The island of Gammaland is totally flat and subject to a constant wind of \(w\) kh\(^{-1},\) blowing from the West. Its southernmost shore stretches almost indefinitely, due east and west, from the coastal city of Alphabet. A novice pilot is making her first solo flight from Alphaport to the town of Betaville which lies north-east of Alphaport. Her instructor has given her the correct heading to reach Betaville, flying at the plane's recommended airspeed of \(v\) kh\(^{-1},\) where \(v>w.\) On reaching Betaport the pilot returns with the opposite heading to that of the outward flight and, so featureless is Gammaland, that she only realises her error as she crosses the coast with Alphaport nowhere in sight.
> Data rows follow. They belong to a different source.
PR #798, opened 2023-10-17
Change: Don't perform alive tests if "consider alive" method is selected

jjnicola:
## What
When more than one alive test method is selected, boreas check for each one until the host is alive. This will be done also even if the "consider alive" methods is selected. 
Jira: SC-934

## Why
This patch improves boreas to not run other selected alive methods if "consider alive" method is set

## Checklist

- [ ] Tests

### DIFF
--- a/boreas/alivedetection.c
+++ b/boreas/alivedetection.c
@@ -76,6 +76,29 @@ scan (alive_test_t alive_test)
   g_message ("Alive scan %s started: Target has %d hosts", scan_id,
              number_of_targets);
 
+  /* Check first if consider alive test method is set. In case that
+   * there is no scan restrictions, no other test will be performed, because
+   * it doesn't make sense.
+   * Otherwise, if a scan restriction is set (the max_scan_hosts feature),
+   * the other selected methods must be performed first to fill a list with
+   * alive hosts and not only with the first which we don't now if they are dead
+   * or alive. This will ensure that restricted users will get the max possible
+   * amount of alive hosts before starting to fill the list with dead hosts.
+   */
+  if (alive_test & ALIVE_TEST_CONSIDER_ALIVE
+      && scanner.scan_restrictions->max_scan_hosts == 0)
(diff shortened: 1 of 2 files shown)


boreas/boreas_io.c
```diff
@@ -474,6 +474,12 @@ get_alive_test_methods (alive_test_t *alive_test)
     {
       *alive_test = atoi (alive_test_pref_as_str);
     }
+
+  // If consider_alive method is set, unset the other methods
```
ArnoStiefvater, line 478: Not sure if this is the cleanest solution. Feels a bit like hidden logic to place it here.
Other solution would be to handle the ALIVE_TEST_CONSIDER_ALIVE first in the ping functions and just abort after or not start the others.
We can discuss tomorrow.

boreas/alivedetection.c
```diff
@@ -76,6 +76,25 @@ scan (alive_test_t alive_test)
   g_message ("Alive scan %s started: Target has %d hosts", scan_id,
              number_of_targets);
 
+  /* Check first if consider alive test method is set. In case there
+   * that there is no scan restrictions, no other test will be performed.
```
cfi-gb, line 80:
```suggestion
  /* Check first if consider alive test method is set. In case that
   * there is no scan restrictions, no other test will be performed.
```

boreas/alivedetection.c
```diff
@@ -76,6 +76,29 @@ scan (alive_test_t alive_test)
   g_message ("Alive scan %s started: Target has %d hosts", scan_id,
              number_of_targets);
 
+  /* Check first if consider alive test method is set. In case that
+   * there is no scan restrictions, no other test will be performed, because it
```
ArnoStiefvater, line 80:
```suggestion
   * there is no scan restrictions, no other test will be performed, because
```

ArnoStiefvater (approved):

Assuming that she then turns West along the coast, and that her outward flight took \(t\) hours, show that her return flight takes \[ \left(\frac{v+w}{v-w}\right)t\ \text{hours.} \] If Betaville is \(d\) kilometres from Alphaport, show that, with the correct heading, the return flight should have taken \[ t+\frac{\sqrt{2}wd}{v^{2}-w^{2}}\ \text{hours.} \]
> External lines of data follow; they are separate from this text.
PR #808, opened 2024-03-01
Add: New XML file iterator for large list-like XML

timopollmeier:
## What
This adds functions and data type for iterating over subelements in an XML file at a given tree depth without having to keep the object model (DOM) of the whole document in memory.

## Why
This is useful for handling larger list-like XML documents like the CPE dictionary.

## References
GEA-488


util/xmlutils.c
```diff
@@ -2317,3 +2317,727 @@ print_element_to_string (element_t element, GString *string)
...
+
+/**
+ * @brief Initializes an XML file iterator to read from a given path.
+ *
+ * @param[in]  iterator         Pointer to the iterator to initialize.
+ * @param[in]  file_path        Path to the file to read from.
+ * @param[in]  output_depth     XML tree depth at which to return elements.
+ *
+ * @return -1 error, 0 success, 1 already initialized,
+ *         2 error opening file (errno is set to reason)
```
a-h-abdelsalam, line 2866:
```suggestion
 *         2 error opening file (errno is set to reason)
 *         3 error creating parser context
```

util/xmlutils.c
```diff
@@ -2317,3 +2317,727 @@ print_element_to_string (element_t element, GString *string)
...
+  if (iterator->file == NULL)
+    return 2;
+
+  iterator->element_queue = g_queue_new ();
+
+  iterator->file_path = g_strdup (file_path);
+
+  xml_file_iterator_init_sax_handler (&(iterator->sax_handler));
+  iterator->parser_ctxt = xmlCreatePushParserCtxt (
+    &(iterator->sax_handler), iterator, NULL, 0, iterator->file_path);
```
a-h-abdelsalam, line 2896: It could be a good idea to check for `xmlCreatePushParserCtxt` returning NULL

A step-ladder has two sections \(AB\) and \(AC,\) each of length \(4a,\) smoothly hinged at \(A\) and connected by a light elastic rope \(DE,\) of natural length \(a/4\) and modulus \(W\), where \(D\) is on \(AB,\) \(E\) is on \(AC\) and \(AD=AE=a.\) The section \(AB,\) which contains the steps, is uniform and of weight \(W\) and the weight of \(AC\) is negligible. The step-ladder rests on a smooth horizontal floor and a man of weight \(4W\) carefully ascends it to stand on a rung distant \(\beta a\) from the end of the ladder resting on the floor. Find the height above the floor of the rung on which the man is standing when \(\beta\) is the maximum value at which equilibrium is possible.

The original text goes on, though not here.